Supplied records >>
PR #604, opened 2019-07-15
core: Allow changing the `sink_pipeline` on the fly

wmanley:
This is useful as a librification measure.  This allows us to separate the construction of `Display` (the source pipeline) from `SinkPipeline`. Now they can be constructed and initialised separately.


_stbt/core.py
```diff
@@ -159,8 +159,22 @@ def __exit__(self, exc_type, exc_value, tb):
...
+        assert isinstance(self._sink_pipeline, NoSinkPipeline)
+        if self._running:
+            new_sink_pipeline.__enter__()
+        try:
+            self._sink_pipeline = new_sink_pipeline
+            self._display.set_sink_pipeline(new_sink_pipeline)
+        finally:
+            if self._running:
+                old_sink_pipeline.exit_prep()
+                old_sink_pipeline.__exit__(None, None, None)
```
wmanley: Really this is only safe if `old_sink_pipeline` is `NoSinkPipeline`.  `Display.on_new_sample` calls `sink_pipeline.on_sample`, and may call it on the old sink pipeline after or during `old_sink_pipeline.__exit__`.  In practice I don't think this will be a problem.

wmanley:
Closing, I don't plan on working on this further.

Assigned task >>
The records above are to be copied in full, exactly as written.

Finished task >>
PR #604, opened 2019-07-15
core: Allow changing the `sink_pipeline` on the fly

wmanley:
This is useful as a librification measure.  This allows us to separate the construction of `Display` (the source pipeline) from `SinkPipeline`. Now they can be constructed and initialised separately.


_stbt/core.py
```diff
@@ -159,8 +159,22 @@ def __exit__(self, exc_type, exc_value, tb):
...
+        assert isinstance(self._sink_pipeline, NoSinkPipeline)
+        if self._running:
+            new_sink_pipeline.__enter__()
+        try:
+            self._sink_pipeline = new_sink_pipeline
+            self._display.set_sink_pipeline(new_sink_pipeline)
+        finally:
+            if self._running:
+                old_sink_pipeline.exit_prep()
+                old_sink_pipeline.__exit__(None, None, None)
```
wmanley: Really this is only safe if `old_sink_pipeline` is `NoSinkPipeline`.  `Display.on_new_sample` calls `sink_pipeline.on_sample`, and may call it on the old sink pipeline after or during `old_sink_pipeline.__exit__`.  In practice I don't think this will be a problem.

wmanley:
Closing, I don't plan on working on this further.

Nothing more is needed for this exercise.